Terms used herein and especially in the appended claims (e.g., bodies of the appended claims) are generally intended as “open” terms (e.g., the term “including” should be interpreted as “including, but not limited to,” the term “having” should be interpreted as “having at least,” the term “includes” should be interpreted as “includes, but is not limited to,” etc.).

Additionally, if a specific number of an introduced claim recitation is intended, such an intent will be explicitly recited in the claim, and in the absence of such recitation no such intent is present. For example, as an aid to understanding, the following appended claims may contain usage of the introductory phrases “at least one” and “one or more” to introduce claim recitations. However, the use of such phrases should not be construed to imply that the introduction of a claim recitation by the indefinite articles “a” or “an” limits any particular claim containing such introduced claim recitation to embodiments containing only one such recitation, even when the same claim includes the introductory phrases “one or more” or “at least one” and indefinite articles such as “a” or “an” (e.g., “a” and/or “an” should be interpreted to mean “at least one” or “one or more”); the same holds true for the use of definite articles used to introduce claim recitations.
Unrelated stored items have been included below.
PR #6917, opened 2026-08-15
Say what must fill a void

maxonfjvipon:
A void was a row with nothing in it. `provides.xml` said that `number`
keeps one, that it is called `as-bytes` and that nobody has filled it,
and there it stopped, because what a void holds is a caller's business.
What its value has to *offer* is nobody's business but the program's,
though, and the program is loud about it: five different names are
taken from that void across `eo-runtime`, and every one of them was
written down in `needs.xml` against the site that did the asking, where
finding them again meant resolving every dispatch of the program a
second time.

`Asked` turns that table round, onto the object each ask arrives at
rather than the one it was made of — a difference that is the whole
point, since a `book` binding no `size` hands the question to the void
it keeps, and it is the void that will have to answer:

```java
final String answer = this.names.getOrDefault(attr.xpath("@type").get(0), "");
if (answer.endsWith(step)) {
    found.computeIfAbsent(
        answer.substring(0, answer.length() - step.length()),
        key -> new LinkedHashMap<>(0)
    ).put(name, answer);
}
```

`Demands` picks out the ones that belong to a void — the void itself and
every name rooted at it, since `x.next.foo` says something about the
`next` too — and `Demanded`, a new decorator around the clues, writes
them into the row the void is already in. It runs after `Resolved`,
because only settled links say where an ask arrived.

They stand side by side, each saying which object it is made of, rather
than one inside the other. Nesting reads better and was what I wrote
first, and it drops 77 of the 2,303: `while` hands its answers through
to the `if` of the `as-bool` of whatever fills `Φ.bool.if`, and nobody
ever asked for that `as-bool` — the delegation walked through it, so
there is no ask to nest the deeper one under.

Measured on a clean build of 171 files, 44,182 objects: 2,303 demands
over 558 of the 1,018 voids, naming 1,676 objects. `Φ.number.as-bytes`
wants `and`, `as-bytes`, `as-number`, `eq` and `size` — which is to say
a `Φ.bytes`, and nothing anywhere had said so before. `needs.xml` comes
out byte-identical, `links.xml` unchanged, every cell of every existing
`provides` row the same, two runs byte-identical, and the goal takes the
same minute it did.

No number on the ladder moves, and none should: this records what a
program asks, not what an object turns out to be. It is the half of the
spec's §6.4 that was never built, and the rungs that hold a name rooted
at a void — 15,428 objects — are where the next of it goes.

### DIFF
--- a/eo-inference/src/main/java/org/eolang/inference/Asked.java
+++ b/eo-inference/src/main/java/org/eolang/inference/Asked.java
@@ -1,0 +1,74 @@
+/*
+ * SPDX-FileCopyrightText: Copyright (c) 2016-2026 Objectionary.com
+ * SPDX-License-Identifier: MIT
+ */
+package org.eolang.inference;
+
+import com.jcabi.xml.XML;
+import java.util.Collections;
+import java.util.LinkedHashMap;
+import java.util.Map;
+
+/**
+ * Every name the program asks, gathered on the object that answers it.
+ *
+ * <p>{@link Needs} writes a row per dispatch, against the site that did the
+ * asking, since that is what it sees. The same fact is worth having the other
+ * way round — everything ever asked of one object, in one place — and nobody
+ * can turn the table around until the links say what each of those asks
+ * arrived at.</p>
+ *
+ * <p>Which object a name is asked of is not the receiver, and the difference
+ * is the whole point. {@code book.size} asks a {@code book}, and a
+ * {@code book} that binds no {@code size} hands the question to the void it
+ * keeps, so it is that void the name is really asked of. The links have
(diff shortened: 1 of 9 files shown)


0crat:
@maxonfjvipon Thanks for the contribution! You've earned +4 points for this: +16 as a basis; -4 for too many hits-of-code (415 >= 100); -8 for way too many hits-of-code (415 >= 400). Please, [keep](https://www.yegor256.com/2018/03/06/speed-vs-quality.html) them coming. Your running score is [+903](https://www.eolang.org/zerocracy/objectionary-vitals.html); don't forget to check your [Zerocracy account](https://www.zerocracy.com/) too).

In addition, even if a specific number of an introduced claim recitation is explicitly recited, it is understood that such recitation should be interpreted to mean at least the recited number (e.g., the bare recitation of “two recitations,” without other modifiers, means at least two recitations, or two or more recitations). Furthermore, in those instances where a convention analogous to “at least one of A, B, and C, etc.,” “one or more of A, B, and C, etc.,” or “one or more of A, B, or C, etc,” is used, in general such a construction is intended to include A alone, B alone, C alone, A and B together, A and C together, B and C together, or A, B, and C together, etc. For example, the use of the term “and/or” is intended to be construed in this manner. As another example, a convention analogous to “one or more of A and B” is intended to include A alone. B alone, or A and B together.

Further, any disjunctive word or phrase presenting two or more alternative terms, whether in the description, claims, or drawings, should be understood to contemplate the possibilities of including one of the terms, either of the terms, or both terms. For example, the phrase “A or B” should be understood to include the possibilities of “A” or “B” or “A and B.”

Additionally, the use of the terms “first,” “second,” “third,” etc., are not necessarily used herein to connote a specific order or number of elements. Generally, the terms “first,” “second,” “third,” etc., are used to distinguish between different elements as generic identifiers. Absence a showing that the terms “first,” “second,” “third,” etc., connote a specific order, these terms should not be understood to connote a specific order. Furthermore, absence a showing that the terms first,” “second,” “third,” etc., connote a specific number of elements, these terms should not be understood to connote a specific number of elements. For example, a first widget may be described as having a first side and a second widget may be described as having a second side. The use of the term “second side” with respect to the second widget may be to distinguish such side of the second widget from the “first side” of the first widget and not to connote that the second widget has two sides.

All examples and conditional language recited herein are intended for pedagogical objects to aid the reader in understanding the invention and the concepts contributed by the inventor to furthering the art and are to be construed as being without limitation to such specifically recited examples and conditions. Although embodiments of the present disclosure have been described in detail, it should be understood that the various changes, substitutions, and alterations could be made hereto without departing from the spirit and scope of the present disclosure.